* **Activity**
If a line in the records below contains the word "inputs", copy it.

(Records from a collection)
• • • • •

PR #1558, opened 2026-09-20
fix(plugins): move the shipped action manifest and two copyable workflows off the node20 runtime

jeremylongshore:
## What

Item 2 of #1555: the plugin-shipped files that still depend on the node20 Actions runtime (removed 2026-09-23).

- `plugins/mcp/pr-to-spec/action.yml`: `using: node20` becomes `node24`.
- `plugins/mcp/pr-to-spec/examples/github-action-chain.yml` and `plugins/skill-enhancers/axiom/.github/workflows/deploy.yml`: action majors bumped to node24 releases; axiom's build moves from end-of-life Node 18 to 22.

## Why

The first is a shipped **action**: its users fail at job start after the removal. The other two are files users copy. The 2026-09-19 sweep deliberately left product content alone and did not check what our own actions declare; this closes that gap. Upstream of the vendored manifest: `jeremylongshore/pr-to-prompt#30`.

Versions were read from each action's own `action.yml`, not assumed: `upload-pages-artifact` v3 and v4 still wrap `upload-artifact` v4 (node20), v5 wraps v7; `deploy-pages` v4 is node20, v5 is node24.

**Left alone on purpose:** the two `ci.yml` files under the consistency validator's `fixtures/`. They are golden-ledger inputs that GitHub never executes; editing them changes what the validator is expected to find.

## Layer

Plugin content only. No repo CI, validator or schema change.

## Verification and evidence

Both workflow files parse as YAML and are `actionlint` clean. The action bundle is unchanged plain JavaScript; the node24 runtime is exercised by `pr-to-prompt#30`, whose repo runs the action on its own PRs.

## Risk

Low. `upload-pages-artifact` v4+ no longer uploads dotfiles; a VitePress build has none it needs.

## Rollback

Revert the commit.

## Unfinished

Item 4 of #1555 (Node 18/20 in end-user docs, `packages/cli` engines, the CLI test matrix) is a published-package support decision and stays open.

Refs #1555

PR #1554, opened 2026-09-19
ci(deps): move GitHub actions off the node20 runtime before its removal

jeremylongshore:
## What

Re-pin every action in this repo's 18 workflows that still runs on the node20 runtime to a release that declares `node24`.

-  actions/cache@v5 (x1)
-  actions/checkout@<sha> # v7 (x2)
-  actions/checkout@v7 (x4)
-  actions/download-artifact@v7 (x1)
-  actions/github-script@v8 (x2)
-  actions/setup-node@<sha> # v7 (x2)
-  actions/setup-node@v7 (x3)
-  actions/setup-python@v6 (x6)
-  actions/upload-artifact@<sha> # v7 (x1)
-  actions/upload-artifact@v7 (x6)
-  gitleaks/gitleaks-action@v3 (x1)
-  jeremylongshore/minimax-code-review@<sha> (x3)
-  pnpm/action-setup@<sha> # v6 (x4)
-  pnpm/action-setup@v6 (x13)

## Why

GitHub removes the **node20** Actions runtime on **2026-09-23**. Jobs using these pins, including the required `ci-required` aggregate, would fail to start. Each runtime was read from the action's own `action.yml` at the pinned ref, not assumed.

- Pins stay **SHA-pinned** with the tag in a trailing comment, matching this repo's supply-chain posture.
- The MiniMax review action moves `d1314b9` to `2f8eefa`: exactly `d1314b9` plus the one-line runtime change, on branch `pinned/d1314b9-node24` of the fork. No endpoint or default-model change.
- **Scope is this repo's own `.github/workflows` only.** Three workflow files shipped inside `plugins/**` also reference node20 actions, but they are product content that never runs here; editing them would trigger auto-bump, the supply-chain scanner and plugin version bumps. Left for a deliberate product decision.

## Harness

Workflow files are hash-pinned. `.harness-hash` was re-pinned with `audit-harness@1.4.0 init`: 18 pins changed, 18 files edited, **none unexplained**; `verify` reports OK.

## Not fixed here

`cli-publish.yml` still uses the archived `actions/create-release` (node12). It has no node24 release and has been non-functional since node12 was removed. It needs replacing with `gh release create`, which is a behavior change to a publish path, not a version bump.

## Verification and evidence

This PR's CI run executes through the re-pinned actions. Release, schedule and dispatch-only workflows are not exercised by PR CI.

## Risk and rollback

A major bump of a third-party action can change inputs. Rollback: revert the squash commit (only viable until 2026-09-23).

[...]

PR #1560, opened 2026-09-20
fix(ci-infra): enforce the Node 22.12 floor the Astro marketplace build requires [skip auto-bump]

jeremylongshore:
## What
One recorded Node floor and an executable check for it.
- `.node-version` = `22.12.0` — the single source for the floor.
- `scripts/check-node-version.mjs` (+ 5 unit tests) — dependency-free preflight that reads `.node-version` and rejects older or malformed versions. Runs before `pnpm install`.
- Root `package.json`: `engines.node` `>=22.0.0` → `>=22.12.0`, `engines.pnpm` → `>=9.15.9` (informational only — pnpm does not enforce it; the real pin is `packageManager: pnpm@9.15.9`); `pre*` lifecycle hooks run the preflight before dev/build/test/typecheck/lint/verify.
- `marketplace/package.json`: same `engines` floor; `prebuild`/`predev` run the preflight, so a direct `npm run build` is guarded too.
- Five full-repository jobs in `validate-plugins.yml` get an explicit "Check repository Node.js runtime" step; five other workflows are touched: `e2e-tests.yml`, `release.yml` and `skill-conform.yml` get comments tying their Node pin to the contract; `cli-publish.yml` and `skill-eval-advisory.yml` get a filtered install plus a comment explaining why that lane stays out of the marketplace build path.
- `scripts/quick-test.sh` uses the shared check. `AGENTS.md`, `CLAUDE.md`, `README.md` state the floor. `000-docs/814-DR-STND-node-runtime-contract.md` records the contract.
- Regenerated: `.harness-hash`, `000-docs/742-RA-DATA-epic-1-scorecard.json`.

## Why, and why this way
`astro@6.4.2` declares `node >=22.12.0`. Root `engines` accepted `>=22.0.0`, so Node 22.0–22.11 (and any Node 20 contributor, per the older docs) passed every repository check and then failed inside the Astro build. Reproduced originally on Node 20.20.2 during Snowflake release validation.

Chose a file-backed floor plus an executable preflight over an `engines`-only bump: npm and pnpm only *warn* on `engines` by default, and a warning does not stop the build.

## Layer
Tooling / CI. No plugin, catalog, validator, or site-content change. No invariant of the `ci-required` aggregate changes: no job added to or removed from `needs:`, no `paths:` filter added, no new required context.

## How it works
`pnpm run <x>` → `pre<x>` → `preflight:runtime` → `node scripts/check-node-version.mjs` → strict `major.minor.patch` compare against `.node-version`; non-zero exit blocks the lifecycle. CI jobs run the same script as a named step so the failure is labelled.

## Verification & evidence (local, on this exact tree)
| Check | Result |
|---|---|
| `node --test scripts/check-node-version.test.mjs` | 5 pass / 0 fail |
| Real Node **20.18.0** (nodejs.org tarball, SHA-256 verified): direct script, marketplace `prebuild`, root `pnpm build` | exit 1, 1, 1 |
| Real Node **22.11.0** (same) — the version today's `>=22.0.0` admits | exit 1, 1, 1 |
| Node 22.23.1 | preflight exit 0 |
| `cd marketplace && npm run build` | 3,699 pages, exit 0 |
| `pnpm run verify` | exit 0 |
| `pytest tests/ci` (incl. `test_path_routing`) | 49 passed |
| `validate:doc-fact-assertions`, `format:check`, `lint:root`, `actionlint` (6 workflows), `shellcheck`, `audit-harness verify`, `measure:e1:check` | all exit 0 |

Hosted evidence: the checks on this PR.

## Risk
A contributor or self-hosted runner on Node 22.0–22.11 now fails at the preflight with an explicit message instead of later in Astro — intended. Hosted CI pins major `22`, which resolves above the floor. Rollback: revert the single commit.

## Operational impact
None at deploy time: no env, secrets, migrations, or dependency changes. Local contributors below 22.12 must upgrade Node.

## History
This is commit `9d35d4b2ee` (2026-09-08) re-landed on current `main`. The original was never pushed and its branch was deleted, leaving the commit dangling and half-applied as a no-commit cherry-pick in the main checkout. Conflicts with the intervening node20→22 workflow moves (#1554, #1558) were resolved by keeping `main`'s action versions and this change's preflight steps. Generated artifacts were regenerated, not merged.

## Follow-up / unfinished
- Independently consumable packages keep their own lower Node floors by design (doc 814).
- No CI lane exercises the preflight on a below-floor Node; the negative case is proven locally only.

Beads: "Align repository Node runtime contract with Astro marketplace build".

- Jeremy Longshore
intentsolutions.io


jeremylongshore:
Response to the two automated reviews. Each doubt was checked against the tree rather than argued.

**Scorecard `tracked_files` +5 vs 4 new files.** The branch is exact; `main` was already off by one. `git ls-tree -r origin/main | wc -l` = **25,885**, while `main`'s committed scorecard says **25,884** — the latest direct blog commit added a file without regenerating it. The branch has 25,889 tracked files and its scorecard says 25,889. So +4 files from this PR, +1 repairing `main`'s drift. `measure:e1:check` exits 0 here. Merging this PR also clears that drift on `main`.

**Doc 814's package-local floors "not in the diff".** They are pre-existing and accurate — read from each `package.json`: `packages/cli` `>=18.0.0`, `packages/plugin-validator` `>=14.0.0`, `plugins/mcp/a2a-client` `>=20.0.0`, `plugins/mcp/databricks-workspace-mcp` `>=20.0.0`. The table matches all four.

**`000-INDEX.md` looks hand-edited under a "generated" banner.** `node scripts/generate-docs-index.mjs --check` exits 0 on this branch; the hosted `doc-governance` job also passed.

**"Lanes may remain on Node 20" while every lane pins 22.** Fair — the sentence is a permission but read as a description. Fixed in 08f98ba06: the doc now says no hosted lane runs Node 20 since #1554/#1558, and names `cli-test.yml` (matrix `[18, 20, 22]`) as the one place older lines are exercised.

**PR-body wording.** Corrected two lines: the five other workflows are now described individually (three get Node-pin comments, two get a filtered install), and `engines.pnpm` is marked informational — pnpm does not enforce it; `packageManager` is the real pin.

**`node-version: '22'` could resolve below 22.12.** It cannot: 22.12.0 shipped in December 2024 and `setup-node` resolves a major to its newest release. If it ever did, the explicit preflight step fails the job by name, which is the point of having it.

**No CI lane proves the negative case; `preview` is unguarded.** Both accepted as stated and left out of this PR. The negative case is proven locally on checksum-verified Node 20.18.0 and 22.11.0 binaries (exit 1 on all three entry points). `preview` serves an already-built bundle and does not invoke Astro's build.

- Jeremy Longshore
intentsolutions.io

• • • • •

* **Expected answer**
**Left alone on purpose:** the two `ci.yml` files under the consistency validator's `fixtures/`. They are golden-ledger inputs that GitHub never executes; editing them changes what the validator is expected to find.
A major bump of a third-party action can change inputs. Rollback: revert the squash commit (only viable until 2026-09-23).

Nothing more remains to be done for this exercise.